O direito pré-oitocentista era essencialmente pluralista. Em primeiro lugar porque a lei, dentro do direito “oficial”, era uma fonte minoritária. O direito aplicado pelos tribunais centrais ou periféricos era esmagadoramente doutrinário, valendo-se os juristas do antigo regime da máxima romana segundo a qual o direito [civil] consiste
somente na interpretação dos juristas (ius civile in sola prudentium interpretatione consistit133). A lei era usada apenas como meio para suprir ou adaptar a doutrina. Tanto era assim que as Ordenações portuguesas cobriam setores muito limitados da regulação jurídica: de um certo modo, apenas a organização dos órgãos do poder oficial, e não na sua totalidade, organização processual e direito penal. O grande território do direito civil, do direito comercial, do que hoje conhecemos como direito administrativo e constitucional, estava regulado principalmente pelos comentadores134.
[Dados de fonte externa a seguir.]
PR #2096, opened 2018-03-29
feat(webhooks): support webhook artifacts

ethanfrogers:
as mentioned in spinnaker/spinnaker#2330, webhook stages now support
producing artifacts. this expects that there is a top-level `artifacts`
key in the response. these artifacts are then bound and available to
downstream stages.

### DIFF
--- a/orca-webhook/src/main/groovy/com/netflix/spinnaker/orca/webhook/pipeline/WebhookStage.groovy
+++ b/orca-webhook/src/main/groovy/com/netflix/spinnaker/orca/webhook/pipeline/WebhookStage.groovy
@@ -24,6 +24,7 @@ import com.netflix.spinnaker.orca.pipeline.TaskNode
 import com.netflix.spinnaker.orca.pipeline.model.Stage
 import com.netflix.spinnaker.orca.webhook.tasks.CreateWebhookTask
 import com.netflix.spinnaker.orca.webhook.tasks.MonitorWebhookTask
+import com.netflix.spinnaker.orca.pipeline.tasks.artifacts.BindProducedArtifactsTask
 import groovy.util.logging.Slf4j
 import org.springframework.stereotype.Component
 
@@ -39,6 +40,10 @@ class WebhookStage implements StageDefinitionBuilder, RestartableStage, Cancella
     if (waitForCompletion?.toBoolean()) {
       builder
         .withTask("monitorWebhook", MonitorWebhookTask)
+    }
+    if (stage.context.containsKey("expectedArtifacts")) {
+      builder
+        .withTask(BindProducedArtifactsTask.TASK_NAME, BindProducedArtifactsTask.class);
     }
   }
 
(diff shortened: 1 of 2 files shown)


ethanfrogers:
@lwander PTAL

some thoughts, considerations:
1. right now this only works for non-monitored webhooks. i'm not entirely sure where this should be added in `MonitorWebhookTask`. perhaps @jervi could provide some insight.
2. this assumes a top-level `artifacts` key will be returned in the response. i wonder if that's a reasonable assumption to make of is we should make it a bit more flexible and allow a `artifactsJsonPath` option like `statusUrlJsonPath`. thoughts?

wjoel:
@ethanfrogers for 2, support for Jinja templates to do a transformation might be a good solution as we already use them for pubsub, https://www.spinnaker.io/reference/artifacts/in-pipelines/#artifacts-in-trigger-payloads (and, maybe, also for incoming webhooks, since we have `TemplateBasedArtifactExtractor` in echo, but I don't know if there's any documentation for that and I haven't used it myself yet).

ethanfrogers:
@wjoel oh wow, that's interesting. it'd be cool to see an example of that in action and how it's configured. i agree though, some way to transform a payload into the correct shape would make this ultimately flexible.

however, since the use of a top-level `artifacts` key is documented i feel better about Jinja being an extension of this rather than a replacement.

lwander:
Jinja would definitely be a extension of this -- see how it's configured/used here: https://github.com/spinnaker/echo/pull/197

You don't have to add that as a part of this PR, but I would keep it in mind

ethanfrogers:
thanks @lwander, that was helpful. 

i'll open an issue so that we can track that addition and have discussion around implementation.

ethanfrogers:
spinnaker/spinnaker#2594

orca-webhook/src/main/groovy/com/netflix/spinnaker/orca/webhook/pipeline/WebhookStage.groovy
```diff
@@ -40,6 +41,10 @@ class WebhookStage implements StageDefinitionBuilder, RestartableStage, Cancella
       builder
         .withTask("monitorWebhook", MonitorWebhookTask)
     }
+    if (stage.context.containsKey("expectedArtifacts")) {
+      builder
+        .withTask(BindProducedArtifactsTask.TASK_NAME, BindProducedArtifactsTask.class);
```
sbwsg: LGTM!

Java noob question: why does `BindProducedArtifactsTask.class` need to be passed here instead whereas `MonitorWebhookTask` is passed above without `.class`?

ethanfrogers: Java (all flavors) noob answer: because copypasta. 😓 i was referencing the usage in RunJob for this.

ethanfrogers: i can remove it to keep it consistent if need be.

ethanfrogers:
also, i can't merge to this repo so someone is gonna have to do it for me, heh.

sbwsg:
thanks, done!

PR #2105, opened 2018-03-30
fix(after stages): handle stage with pre-planned after stages

robfletcher:


orca-queue/src/main/kotlin/com/netflix/spinnaker/orca/q/handler/CompleteStageHandler.kt
```diff
@@ -54,7 +54,7 @@ class CompleteStageHandler(
       if (stage.status in setOf(RUNNING, NOT_STARTED)) {
         var status = stage.determineStatus()
         try {
-          if (status == NOT_STARTED || (status.isComplete && !status.isHalt)) {
+          if (status in setOf(RUNNING, NOT_STARTED) || (status.isComplete && !status.isHalt)) {
```
robzienert: I don't understand why this is changing, help.

robzienert: Nevermind.

robfletcher: `determineStatus` didn't return `RUNNING` before.

PR #2106, opened 2018-03-30
chore(canary-v2): Replace region with location.

duftler:


duftler:
Relates to https://github.com/spinnaker/kayenta/pull/270 and https://github.com/spinnaker/deck-kayenta/pull/275

PR #2108, opened 2018-04-02
feat(rolling push): respect specified order of terminations

emjburns:
If the order of instances is specified in rolling push (using `"order" == "given"`), then let's terminate instances in that order.

Let's also test to make sure that the order we terminate in is the order we expect.

### DIFF
--- a/orca-clouddriver/src/main/groovy/com/netflix/spinnaker/orca/kato/tasks/rollingpush/DetermineTerminationCandidatesTask.groovy
+++ b/orca-clouddriver/src/main/groovy/com/netflix/spinnaker/orca/kato/tasks/rollingpush/DetermineTerminationCandidatesTask.groovy
@@ -46,8 +46,8 @@ class DetermineTerminationCandidatesTask implements Task {
     def terminationInstancePool = knownInstanceIds
     if (stage.context.termination?.instances) {
       terminationInstancePool = knownInstanceIds.intersect(stage.context.termination?.instances)
-      if (stage.context.termination?.order == 'given') {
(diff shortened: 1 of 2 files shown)


orca-clouddriver/src/main/groovy/com/netflix/spinnaker/orca/kato/tasks/rollingpush/DetermineTerminationCandidatesTask.groovy
```diff
@@ -46,6 +46,9 @@ class DetermineTerminationCandidatesTask implements Task {
     def terminationInstancePool = knownInstanceIds
     if (stage.context.termination?.instances) {
       terminationInstancePool = knownInstanceIds.intersect(stage.context.termination?.instances)
+      if (stage.context.termination?.order == 'given') {
```
ajordens: minor but we don't need the `termination?.order` ... we've already guaranteed `termination` is non-null in this block.

same in the `.sort {}` just below

ajordens: minor but we don't need the `termination?.order` ... we've already guaranteed `termination` is non-null in this block.

same in the `.sort {}` below

emjburns: ah yes fixing both!

PR #2112, opened 2018-04-03
fix(queue): `FAILED_CONTINUE` tasks should not halt stage execution

ajordens:
The stage should continue executing even if a task completes with
the `FAILED_CONTINUE` status.


orca-queue/src/test/kotlin/com/netflix/spinnaker/orca/q/handler/CompleteTaskHandlerTest.kt
```diff
@@ -50,137 +50,83 @@ object CompleteTaskHandlerTest : SubjectSpek<CompleteTaskHandler>({
...
-      action("the handler receives a message") {
-        subject.handle(message)
-      }
-
-      it("updates the task state in the stage") {
-        verify(repository).storeStage(check {
-          it.tasks.first().apply {
-            assertThat(status).isEqualTo(SUCCEEDED)
-            assertThat(endTime).isEqualTo(clock.millis())
+  setOf(SUCCEEDED, FAILED_CONTINUE).forEach { successfulStatus ->
```
ajordens: TBH this is the only change -- everything else is fallout from indenting this block

ajordens:
Noticed when doing some local testing of the `AddServerGroupEntityTagsTask` that subsequent tasks were not being executed after `FAILED_CONTINUE` was returned.

I'm not sure we return that status very often (`AddServerGroupEntityTagsTask` and `CompleteCanaryTask` could do it).

robfletcher:
I think historically we never returned that status directly, it was only applied after the fact when dealing with the end of the stage.

orca-queue/src/main/kotlin/com/netflix/spinnaker/orca/q/handler/CompleteTaskHandler.kt
```diff
@@ -49,7 +49,7 @@ class CompleteTaskHandler(
       } else {
         repository.storeStage(mergedContextStage)
 
-        if (message.status != SUCCEEDED) {
+        if (!setOf(SUCCEEDED, FAILED_CONTINUE).contains(message.status)) {
```
robfletcher: `message.status !in setOf(SUCCEEDED, FAILED_CONTINUE)`

orca-queue/src/test/kotlin/com/netflix/spinnaker/orca/q/handler/CompleteTaskHandlerTest.kt
robfletcher: Wish GitHub could ignore whitespace changes like IntelliJ can.

orca-queue/src/main/kotlin/com/netflix/spinnaker/orca/q/handler/CompleteTaskHandler.kt
ajordens: done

O recurso à lei só se dava quando a coroa pretendia pôr em causa direitos adquiridos (iura quaestia), já que a doutrina do direito comum os salvaguardava de todas as intervenções que não se revestissem da forma legal, em invocação da potestas
extraordinária. De resto, mesmo em inovações, utilizavam-se outros meios normativos, como os precedentes judiciais (“estilo” ou “assento”), a instrução a órgãos administrativos (“decreto”, ‘provisão”, “portaria”) ou a regulamentação interna (Lex
rei suae dicta, como os regimentos da Administração “dominial” ou “doméstica” da coroa, em que o rei regulava os serviços da “casa”).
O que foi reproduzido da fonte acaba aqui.